I have a pandas data frame, lets call it df looking like this
|Rank| Country | All | Agr |Ind |Dom |
-------------------------------------------------------
|1 |Argentina |2 |3 |1 |5 |
|4 |Chile |3 |3 |4 |3 |
|3 |Colombia |1 |2 |1 |4 |
|4 |Mexico |3 |5 |4 |2 |
|3 |Panama |2 |1 |5 |4 |
|2 |Peru |3 |3 |4 |2 |
I want to remove from the rows that are not in the next list:
paises = ["Colombia", "Peru", "Chile"]
For that I tried this code:
df = df.drop(df["Country"]= paises)
But it did not work, because they do not have the same length.
I´m so rookie in python. Can you help me?
>Solution :
Use pandas.dataFrame.isin()
Create an appropriate dataFrame mask using the list of countries you don’t want in your dataFrame.
paises = ["Colombia", "Peru", "Chile"]
df[df['country'].isin(paises)==False]
Use the dataFrame mask to assign the masked dataFrame, which excludes the paises.
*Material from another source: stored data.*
PR #3692, opened 2026-08-04
[IMP] bus_alt_connection: redirect cron LISTEN connections

moylop260:
Since the cron workers are woken up through LISTEN cron_trigger, they also keep a long-lived listening connection to the "postgres" database, which is not compatible with PgBouncer in transaction pooling mode, the same limitation this module already solves for the bus dispatcher.

There is no hook to alter only that connection: both WorkerCron.start (prefork) and ThreadedServer.cron_thread (threaded) call sql_db.db_connect("postgres") directly. So flag the cron entry points with a thread-local and redirect their connections to the "postgres" database to the alternate host/port, while the connections actually processing the jobs keep going through the regular db_host/db_port (i.e. PgBouncer).

The new ODOO_CRON_DB_HOST/PORT (or cron_db_host/port) settings fall back to the existing imdispatcher ones, so a single configuration covers both LISTEN/NOTIFY connections.

### DIFF
--- a/bus_alt_connection/README.rst
+++ b/bus_alt_connection/README.rst
@@ -67,9 +67,9 @@ instances.
 It allows you to define how resources should be shared, according to
 your priorities, e.g. :
 
-- key odoo instance on host A can open up to 30 connections
-- while odoo instance on host B, dedicated to reports, can open up to 10
-  connections only
+-  key odoo instance on host A can open up to 30 connections
+-  while odoo instance on host B, dedicated to reports, can open up to
+   10 connections only
 
 And most importantly, it helps you to ensure that ``max_connections``
 will never be reached on pg server side.
@@ -80,8 +80,8 @@ Why is this module needed?
 When configuring PgBouncer, you can choose between 2 transaction pooling
 modes:
 
-- pool_mode = session
-- pool_mode = transaction
+-  pool_mode = session
+-  pool_mode = transaction
 
 If we choose pool_mode = session, then one server connection will be
 tied to a given odoo process until its death, which is exactly what
@@ -108,6 +108,18 @@ That's what this module implements, by overriding the relevant method of
 the
 `Dispatcher <https://github.com/odoo/odoo/blob/12.0/addons/bus/models/bus.py#L105>`__.
 
+What about cron workers?
+------------------------
+
+Since the cron workers were reworked to be woken up through
+``LISTEN cron_trigger``, they also keep a long-lived listening
+connection to the ``postgres`` database, with the same PgBouncer
+limitation as the bus dispatcher.
+
+This module also redirects those cron LISTEN connections to the
+alternate host/port, while the connections actually processing the jobs
+keep going through the regular ``db_host``/``db_port`` (i.e. PgBouncer).
+
 **Table of contents**
 
 .. contents::
@@ -120,8 +132,8 @@ You don't need to install this module in the database(s) to enable it.
 
 But you need to load it server-wide:
 
-- By starting Odoo with ``--load=web,bus_alt_connection``
-- Or by updating its configuration file:
+-  By starting Odoo with ``--load=web,bus_alt_connection``
+-  Or by updating its configuration file:
 
 .. code:: ini
 
@@ -134,12 +146,12 @@ Configuration
 
 You need to define how to connect directly to the database:
 
-- Either by defining environment variables:
+-  Either by defining environment variables:
 
-     - ``IMDISPATCHER_DB_HOST=db-01``
-     - ``IMDISPATCHER_DB_PORT=5432``
+      -  ``IMDISPATCHER_DB_HOST=db-01``
+      -  ``IMDISPATCHER_DB_PORT=5432``
 
-- Or in Odoo's configuration file:
+-  Or in Odoo's configuration file:
 
 .. code:: ini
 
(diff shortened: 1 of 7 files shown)


hugho-ad:
**Tested on:**

- Odoo 19.0, this PR's branch, both server modes: prefork (`--workers N`) and threaded (`--workers 0`)
- PgBouncer 1.25.2, `pool_mode = transaction`
- PostgreSQL 16.14
- Two endpoints reachable by Odoo: one via PgBouncer, one straight to PostgreSQL, so each connection can be attributed from the server side (`pg_stat_activity.client_addr`)
- Maintenance database `postgres`: where both long-lived listeners connect — `LISTEN cron_trigger` (crons) and `listen imbus` (bus)
- Business database: everything else, i.e. registry loading and cron job execution
- Metric: latency between the `NOTIFY` that triggers a cron and the job actually running. Independently of `LISTEN`/`NOTIFY`, cron workers also wake on a fixed 60s timer (`SLEEP_INTERVAL`), so under 5s means the `NOTIFY` reached the listener, and ~60s means only that timer did

**Claim under test**, from the PR description: the cron entry points get their
connections to `postgres` redirected to the alternate host/port, while the
connections that actually process the jobs keep going through
`db_host`/`db_port`.

**Confirmed**, in both server modes. Three things observed separately:

- The listening connection to `postgres` arrives on the direct endpoint.
- Business database connections still arrive via PgBouncer.
- Cron wake-up goes from the 60s timer to immediate; without `cron_db_*` set, same build, it stays at 60s.

---

### The module is optional if you control PgBouncer

In PgBouncer, `pool_mode` can be set per database in the `[databases]` section,
not only globally. Both listeners meet on the `postgres` database, so pinning
only that entry to `pool_mode = session` keeps the server connection assigned
for the life of the client, which is what a `LISTEN` needs — same outcome as
this PR, with no Odoo-side change at all.

`pgbouncer.ini`:

```ini
[databases]
; business traffic: transaction pooling, unchanged
* = host=pg-01 port=5432

; an exact match wins over the wildcard, so this applies to the maintenance
; database only -- the one both listeners connect to
postgres = host=pg-01 port=5432 pool_mode=session

[pgbouncer]
pool_mode = transaction
```

Odoo side: nothing. `db_host` / `db_port` point at PgBouncer as usual, the
module is not installed, not in the addons path, not in `server_wide_modules`,
and no `cron_db_*` / `imdispatcher_db_*` is set. That is how it was verified.

Connection cost of this shape is small: the only permanent connections on
`postgres` are the listeners themselves (one per cron worker plus the bus
dispatcher). Odoo does not keep maintenance-database connections in its own
pool, so the short-lived users of that database — the `NOTIFY` senders, database
listing, health checks — do not accumulate under session pooling.

`DESCRIPTION.md` rejects `pool_mode = session` as a global setting, which is
correct — globally it would tie a server connection to every Odoo process and
defeat the pooling. But it reads as if session pooling were ruled out entirely.
Worth acknowledging the per-database variant.

Two reasons to still prefer the module:

1. It works when PgBouncer is managed by someone else and its config is not yours to change.
2. Resilience — see below.

### Resilience: an undocumented benefit

If the listening connection goes through PgBouncer, restarting PgBouncer (config
reload, upgrade, container restart) takes the whole Odoo instance down. Chain
observed, in prefork:

1. The cron worker opens its listening connection in [`WorkerCron.start`](https://github.com/odoo/odoo/blob/19.0/odoo/service/server.py#L1471) and registers [`LISTEN cron_trigger`](https://github.com/odoo/odoo/blob/19.0/odoo/service/server.py#L1477). PgBouncer going down closes it.
2. The worker finds out on its next wake-up: [`WorkerCron.sleep`](https://github.com/odoo/odoo/blob/19.0/odoo/service/server.py#L1411) polls that same connection, which raises.
3. The exception escapes [`Worker.run`](https://github.com/odoo/odoo/blob/19.0/odoo/service/server.py#L1344) and the worker exits — `Worker WorkerCron (<pid>) Exception occurred, exiting...`.
4. The master now has an empty cron slot, and only in that case does [`process_spawn`](https://github.com/odoo/odoo/blob/19.0/odoo/service/server.py#L1032) call [`check_registries`](https://github.com/odoo/odoo/blob/19.0/odoo/service/server.py#L1018), which opens a cursor on the business database — still via PgBouncer, still down. An idle master never touches the database, which is why the restart is harmless as long as no worker dies.
5. That exception reaches the master loop's handler in [`PreforkServer.run`](https://github.com/odoo/odoo/blob/19.0/odoo/service/server.py#L1210-L1213): `stop(False)` and `return -1`. Instance down.

With the module, the listening connection is direct to PostgreSQL, so step 1
never happens and the chain never starts — the cron worker keeps its PID across
the restart and no respawn is attempted.

Arguably worse than the bug this PR fixes: crons a minute late vs. a full
instance shutdown on routine maintenance. Worth a couple of lines in
`DESCRIPTION.md`.

### Documentation

- `CONFIGURE.md`: `IMDISPATCHER_DB_HOST` / `_PORT` are missing the `ODOO_` prefix the module actually reads — as documented they do nothing. Pre-existing, but the section added here correctly uses `ODOO_CRON_DB_*`, so the file is now inconsistent with itself.
- `DESCRIPTION.md`: "the unique *listening* connection per instance" is no longer true after this PR — there is now one per cron worker (`max_cron_threads`) plus the bus dispatcher. Matters when sizing those direct connections against PostgreSQL's `max_connections`.
- `INSTALL.md`: an instance started with `-d` / `db_name` preloads a registry at boot, which imports the module early enough anyway — so the fix *appears* to work without `server_wide_modules`. It silently does nothing when Odoo boots without preloading any registry (no `-d` / `db_name`, the usual multi-database shape): the cron worker opens its listening connection before the module is ever imported. Worth an explicit warning, since that is the shape PgBouncer usually shows up in.
- `INSTALL.md` on 19.0: `--load=web,bus_alt_connection` drops `rpc` from the default `base,rpc,web` (only `base` and `web` are restored automatically), disabling the `/xmlrpc` and `/jsonrpc` endpoints. Suggest `base,rpc,web,bus_alt_connection`.

Nothing above blocks the merge.

moylop260:
After Hugo comments I think this module is not longer needed since that we can configure the pgbouncer to use different mode based on database

And the database connected from LISTEN/NOTIFY is using `postgres` database


So, only configuring is enough

```cfg
[databases]
; business traffic: transaction pooling, unchanged
* = host=pg-01 port=5432

; an exact match wins over the wildcard, so this applies to the maintenance
; database only -- the one both listeners connect to
postgres = host=pg-01 port=5432 pool_mode=session

[pgbouncer]
pool_mode = transaction
```

Thank you!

paises = ["Colombia", "Peru", "Chile"]
df = df[df['country'].isin(paises)==False]
>>> df
Rank Country All Agr Ind Dom
0 1 Argentina 2 3 1 5
3 4 Mexico 3 5 4 2
4 3 Panama 2 1 5 4
You can also use the not isin() operator "~" to check if values are not in the DataFrame. To use the ~ operator: df = df[~df['country'].isin(paises)]
You don’t even need the hand of Maradona for this one.